Warschau Nach einer vom Europäischen Gerichtshof erlassenen einstweiligen Verfügung sind am Montag in Polen zwangsverrentete Richter wieder zur Arbeit erschienen. Dutzende von Anhängern begrüßten die sechs Richter, darunter die Erste Präsidentin des Obersten Gerichts, Malgorzata Gersdorf.

Der EuGH hatte am Freitag das polnische Gesetz ausgesetzt, mit dem das Pensionsalter von 70 auf 65 Jahre herabgesetzt wurde. Er wies die polnische Regierung an, die davon betroffenen 23 Richter wieder in ihr Amt einzusetzen. Der Fall ist noch nicht abgeschlossen; ein Urteil wird später erwartet.

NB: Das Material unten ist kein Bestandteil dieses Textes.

PR #8109, opened 2025-01-19
fix: #8107,  Remove Old tray code

### LINKED ISSUE #8107: Remove legacy tray icon code
### Feature Request

While reviewing #8096, I realised we're dragging around a lot of dead code/RC stuff into new CMake config.

We should remove all legacy tray icon (`[platform]ServerTaskBarReceiver`) code for client and server as it's dead code which is wasting time.

Edit: Dead code
```
MSWindowsClientTaskBarReceiver.cpp
MSWindowsClientTaskBarReceiver.h
OSXClientTaskBarReceiver.cpp
OSXClientTaskBarReceiver.h
XWindowsClientTaskBarReceiver.cpp
XWindowsClientTaskBarReceiver.h
MSWindowsServerTaskBarReceiver.cpp
MSWindowsServerTaskBarReceiver.h
OSXServerTaskBarReceiver.cpp
OSXServerTaskBarReceiver.h
XWindowsServerTaskBarReceiver.cpp
XWindowsServerTaskBarReceiver.h
```

sithlord48:
Fixes #8107 
Removes all old tray related code


nbolton (commented):
I think we should also change the `--no-tray` arg handler and `--help` so it mentions this arg is deprecated and has no effect.

sithlord48:
The tray will still show up for windows just won't change

nbolton (changes requested):
This PR does _not_ fix #8107.

We should remove the core legacy tray entirely. It is not used anymore; we use the GUI tray now instead.

Making changes to `*TaskBarReceiver.cpp` is a waste of time.

To fix fix #8107 we need to remove the dead code:
```
MSWindowsClientTaskBarReceiver.cpp
MSWindowsClientTaskBarReceiver.h
OSXClientTaskBarReceiver.cpp
OSXClientTaskBarReceiver.h
XWindowsClientTaskBarReceiver.cpp
XWindowsClientTaskBarReceiver.h
MSWindowsServerTaskBarReceiver.cpp
MSWindowsServerTaskBarReceiver.h
OSXServerTaskBarReceiver.cpp
OSXServerTaskBarReceiver.h
XWindowsServerTaskBarReceiver.cpp
XWindowsServerTaskBarReceiver.h
```

We should also do this:
> I think we should also change the `--no-tray` arg handler and `--help` so it mentions this arg is deprecated and has no effect.

sithlord48:
When you run the daemon it will show the tray on icon on windows

nbolton:
> When you run the daemon it will show the tray icon on windows for that reason we can not remove the tray icon

I disagree.

The daemon does not have a tray icon (when I created the daemon I knew this would be pointless since it runs in the system context). When we send the client or server command to the daemon via IPC from the GUI, we always use `--no-tray`. If we didn't then we'd have 2 trays. Nobody has used the legacy core tray since like... 2011 (when we switched from the classic GUI to QSynergy).

The legacy tray code needs to go. It's dead code.

sithlord48:
This removes the icons but not those tray classes completely you want them completely removed now ?

nbolton:
I figured maybe a deprecation warning might be more helpful:
```
[2025-01-23T17:15:12] FATAL: deskflow-server: unrecognized option `--no-tray'
Try `deskflow-server --help' for more information.
        /home/nick/Projects/deskflow/src/lib/deskflow/ArgParser.cpp:58
```

i.e. we handle `--no-tray` as before but print something like:
`the --no-tray option is deprecated and will soon be removed`

nbolton (approved):

sithlord48:
> I figured maybe a deprecation warning might be more helpful:
> 
> ```
> [2025-01-23T17:15:12] FATAL: deskflow-server: unrecognized option `--no-tray'
> Try `deskflow-server --help' for more information.
>         /home/nick/Projects/deskflow/src/lib/deskflow/ArgParser.cpp:58
> ```
> 
> i.e. we handle `--no-tray` as before but print something like: `the --no-tray option is deprecated and will soon be removed`
> 
> Thoughts?
I just figured it was easier to remove them then print a message and should not do much harm. we don't ship any scripts or service files externally that would need this as an example

Issue #8106, opened 2025-01-19
Text on macOS about screen is too close together


nbolton:
### Project

Deskflow

### Deskflow version number

1.18.0.95

### Build type

Local developer build (built it myself)

### Operating systems (OS)

- [ ] Windows
- [x] macOS
- [ ] Linux (X11)
- [ ] Linux (Wayland)
- [ ] BSD-derived
- [ ] Other (please specify)

### OS versions/distros

macOS 14.5

### What steps will reproduce the problem?

Open about screen

Expected: All text is nicely spaced and aligned
Actual: Looks messy; the group label touches the text above

More spacing might be the answer.

Also, the more I think about it, the text not being left aligned with the logo looks messy too.

### Additional information

macOS:
<img width="457" alt="Image" src="https://github.com/user-attachments/assets/65615484-f81d-446c-8751-08c1b5191da1" />

Looks fine on GNOME:
![Image](https://github.com/user-attachments/assets/96cc5ff6-26e6-461e-8391-2a6af8a68e2e)

nbolton:
I know this is just the way it renders on macOS, but the way we're using it is still an issue.

PR #8111, opened 2025-01-20
fixes 8106, by adjusting the spacing of the about dialog

sithlord48:
Fix 8106 adjust vertical spacing. 
Screenshot 2025-01-19 at 11 20 56 PM


nbolton (commented):
Better but I think we could improve by aligning the logo and text on the left.
> Also, the more I think about it, the text not being left aligned with the logo looks messy too. -- #8106

image

nbolton (approved):

PR #8127, opened 2025-01-23
chore: enable cpack as DEB for deepin|uos

re2zero:
The deepin and uos are debian liked OS, but they do define "ID_LIKE".

Log: enable cpack as DEB for deepin|uos.


sithlord48 (commented):
In order to check this i need you to post the full output of 

/etc/os-release

for each of the distros you are trying to add

sithlord48 (approved):
I wish they would

Issue #8126, opened 2025-01-23
SPDX License: Add missing license files to comply with REUSE Specification


re2zero:
### Feature Request

When running reuse lint to verify SPDX compliance ([REUSE Spec 3.3](https://reuse.software/spec/)), the project shows critical licensing gaps:

```
# SUMMARY
* Missing licenses: MIT, GPL-2.0, GPL-2.0-only
* Files with license information: 17/885 (only 1.9%)
* Compliance status: ❌ Fails REUSE Specification 3.3
```

Key Issues:

    Missing License Files

        Required licenses not found in LICENSES/ directory:
        MIT.txt, GPL-2.0-only.txt, GPL-2.0.txt

    Low License Annotation Coverage

        Only 17/885 files (1.9%) contain SPDX headers

    Copyright Notice Gaps

        188 files lack copyright declarations

Recommended Actions:
✅ Add missing license texts to LICENSES/ directory
✅ Apply SPDX headers to source files (e.g., SPDX-License-Identifier: MIT)
✅ Add copyright notices using SPDX-FileCopyrightText: format
🔧 Run reuse download --all to fetch standard license texts

Verification:
After fixes, run:

`reuse lint`

Target output:
Congratulations! Your project is compliant with version 3.3 of the REUSE Specification :-)

References:
    [REUSE Quick Start](https://reuse.software/tutorial/)
    [SPDX License List](https://spdx.org/licenses/)

Let me know if I can help prepare the license files or SPDX headers!

sithlord48:
Yes thanks for pointing that our we are NOT reuse compliant at this time.. its on my list of things todo thanks for making a task.

PR #8134, opened 2025-01-24
refactor: move License info to LICENSES folder

sithlord48:
Baby step towards #8126  , move our license info to where it will be after compliance. 
Since we only need to install the license for our code this will be all the changes needed for installs.


sithlord48:
replaced by #8135

PR #8098, opened 2025-01-15
Add FingerPrint DB

varshith257:
Part of #7806 

Blocks: #7931

PR #8139, opened 2025-01-25
chore: add missing String methods

sithlord48:
Clean up some of our String methods
 

- `String.cpp` does not need the access to `ARCH` 
- modified `void String::toHex(...)` -> `std::string String::toHex(...)` will now return a std::string;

Die EU hatte gegen diesen Teil einer breiter angelegten Justizreform der nationalkonservativen Regierung geklagt, weil sie politische Motive hinter der Maßnahme sah: Die seit 2015 amtierende, von der Partei Recht und Gerechtigkeit (PiS) gestellte Regierung habe damit wohl die Zusammensetzung des höchsten Gerichts in ihrem Sinne verändern wollen. Das wird von etlichen Kritikern auch als Verstoß gegen die in der polnischen Verfassung garantierte Unabhängigkeit der Justiz gesehen.

Gersdorf nannte die einstweilige Verfügung des EuGH eine „Art Sieg“ für die betroffenen Richter.